- [PROBLEM]:
What lines below mention the word "ToNot"? Copy each one.

(Stored data entries)

PR #425, opened 2022-01-12
Add AWS SQS Target e2e test

### LINKED ISSUE #414: Add E2E tests for Amazon SQS target

FranBarrera:
Closes #414

### DIFF
--- a/test/e2e/framework/cloudevents/cloudevents.go
+++ b/test/e2e/framework/cloudevents/cloudevents.go
@@ -42,8 +42,8 @@ const (
 	eventSenderNamePrefix = "eventsender-"
 )
 
-// NewEvent generates a CloudEvent with dummy values.
-func NewEvent(f *framework.Framework) *cloudevents.Event {
+// NewHelloEvent generates a CloudEvent with dummy values.
+func NewHelloEvent(f *framework.Framework) *cloudevents.Event {
 	event := cloudevents.NewEvent()
 	event.SetID("0000")
 	event.SetType("e2e.test")
--- a/test/e2e/framework/cloudevents/cloudevents.go
+++ b/test/e2e/framework/cloudevents/cloudevents.go
@@ -1,0 +1,109 @@
+/*
+Copyright (c) 2022 TriggerMesh Inc.
+
+Licensed under the Apache License, Version 2.0 (the "License");
+you may not use this file except in compliance with the License.
+You may obtain a copy of the License at
+
+    http://www.apache.org/licenses/LICENSE-2.0
+
+Unless required by applicable law or agreed to in writing, software
+distributed under the License is distributed on an "AS IS" BASIS,
+WITHOUT WARRANTIES OR CONDITIONS OF ANY KIND, either express or implied.
+See the License for the specific language governing permissions and
+limitations under the License.
+*/
+
+// Package cloudevents contains helpers to interact with CloudEvents.
+package cloudevents
+
+import (
+	"context"
+	"encoding/json"
+
+	batchv1 "k8s.io/api/batch/v1"
+	corev1 "k8s.io/api/core/v1"
+	metav1 "k8s.io/apimachinery/pkg/apis/meta/v1"
+	clientset "k8s.io/client-go/kubernetes"
+
+	cloudevents "github.com/cloudevents/sdk-go/v2"
+	"github.com/cloudevents/sdk-go/v2/protocol/http"
+
+	"github.com/triggermesh/triggermesh/test/e2e/framework"
+)
+
+// E2EInstanceCeExtension is a CloudEvent extension that is used to propagate
+// the name of the test that generated the event.
+const E2ECeExtension = "iotriggermeshe2e"
+
+const (
+	curlContainerName     = "curl"
+	curlContainerImage    = "curlimages/curl:latest"
+	eventSenderNamePrefix = "eventsender-"
+)
+
+// NewEvent generates a CloudEvent with dummy values.
+func NewEvent(f *framework.Framework) *cloudevents.Event {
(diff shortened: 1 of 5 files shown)


test/e2e/targets/awssqs/main.go
```diff
@@ -0,0 +1,295 @@
...
+	var awsSecret *corev1.Secret
+
+	BeforeEach(func() {
+		ns = f.UniqueName
+
+		gvr := targetAPIVersion.WithResource(targetResource)
+		trgtClient = f.DynamicClient.Resource(gvr).Namespace(ns)
+	})
+
+	Context("a target watches an existing queue", func() {
```
antoineco, line 86: A target doesn't really "watch" anything. I would keep the test context generic, something along the lines of "a target is deployed". Especially since the subcontext are describing quite well what we are testing ("When an event is sent to the target ... It puts a message onto the queue")

test/e2e/targets/awssqs/main.go
```diff
@@ -0,0 +1,295 @@
...
+			BeforeEach(func() {
+				By("sending an event", func() {
+					sentEvent = e2ece.NewEvent(f)
+
+					job := e2ece.RunEventSender(f.KubeClient, ns, trgtURL.String(), sentEvent)
+					apps.WaitForCompletion(f.KubeClient, job)
+				})
+			})
+
+			It("forwards the event", func() {
```
antoineco, line 134: Instead of "forwards the event", I'd try to be more specific like "puts a message onto the queue", just to make it extra clear what is supposed to happen from the user's perspective.

antoineco (commented):
Looking super clean as usual 👍

I only have one request: could we please include a test case where [discardCloudEventContext](https://github.com/triggermesh/triggermesh/blob/b54f436c05457af4f26a3944c488b5dab1d233c8/config/301-awssqstarget.yaml#L91-L93) is switched to `true`? (`When("the CloudEvent context is discarded") ... It("only puts the event's data onto the queue")`)

test/e2e/framework/cloudevents/cloudevents.go
```diff
@@ -0,0 +1,109 @@
...
+const E2ECeExtension = "iotriggermeshe2e"
+
+const (
+	curlContainerName     = "curl"
+	curlContainerImage    = "curlimages/curl:latest"
+	eventSenderNamePrefix = "eventsender-"
+)
+
+// NewEvent generates a CloudEvent with dummy values.
+func NewEvent(f *framework.Framework) *cloudevents.Event {
```
cab105, line 46: This strikes me as more specific to the SQS target than something we can use in general.

cab105 (commented):
Left one minor nit, and do agree with Sire Antoine's comment on checking the discardCloudEventContext as that has been bug prone in the past.

test/e2e/framework/cloudevents/cloudevents.go
antoineco: Why that? Literally every target needs to be tested by sending a CloudEvent to it, and this helper accepts an arbitrary event to make it versatile.

In fact, this helper comes directly from test-infra.

antoineco: Correction: my comment was related to `RunEventSender()` (oops).

Regardless, every target that isn't an "integration" target will happily accept an arbitrary payload and store it (Elasticsearch, anything Kafka-based, Kinesis, SNS, SQS, S3, Event Hubs, Pub/Sub, ... the list goes on and on).

cab105: I do see your point, and can give you the same number of SaaS specific integrations that are looking for a specific target to use. Perhaps renaming this as `NewHelloEvent` to differentiate between the two use cases. Especially since some targets such as the S3 target can take a generic event _and_ a specific event of `io.triggermesh.awss3.object.put` (as per https://github.com/triggermesh/triggermesh/blob/bd69609b0c5d45a2a5c71f72239bc73d6e6904c5/pkg/apis/targets/v1alpha1/aws_s3_lifecycle.go#L27).

antoineco: I agree, `NewHelloEvent` is more descriptive.

The only purpose of this helper is really to avoid having to repeat `NewEvent ... SetType 
...` in every test when all we need is _some_ event. It's not meant to support _all_ target tests.

test/e2e/targets/awssqs/main.go
```diff
@@ -163,6 +163,51 @@ var _ = Describe("AWS SQS target", func() {
...
+						withDiscardCEContext(),
+					)
+					Expect(err).ToNot(HaveOccurred())
+
+					trgt = ducktypes.WaitUntilReady(f.DynamicClient, trgt)
+
+					trgtURL = ducktypes.Address(trgt)
+					Expect(trgtURL).ToNot(BeNil())
+				})
+			})
```
antoineco, line 182: The way this test suite is structured will lead to two `AWSSQSTarget` objects being created inside the same namespace.

```go
Context("a target is deployed", func() {

    BeforeEach(func() {

        // first object created here

    })

    When("the CloudEvent context is discarded", func() {

        BeforeEach(func() {

            // second object created here

        })
    })
})
```

To avoid that, we should move the first object creation inside its own nested `Context/When/Describe`:

```go
Context("a target is deployed", func() {

    BeforeEach(func() {

        // queue creation can stay here, since all tests require it

    })

    When("the spec contains default settings", func() {

        BeforeEach(func() {

            // only one object created here

        })
    })

    When("the CloudEvent context is discarded", func() {

        BeforeEach(func() {

            // only one object created here

        })
    })
})
```

antoineco (approved):

cab105 (approved):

- [RESULT]:
+					Expect(err).ToNot(HaveOccurred())
+					Expect(trgtURL).ToNot(BeNil())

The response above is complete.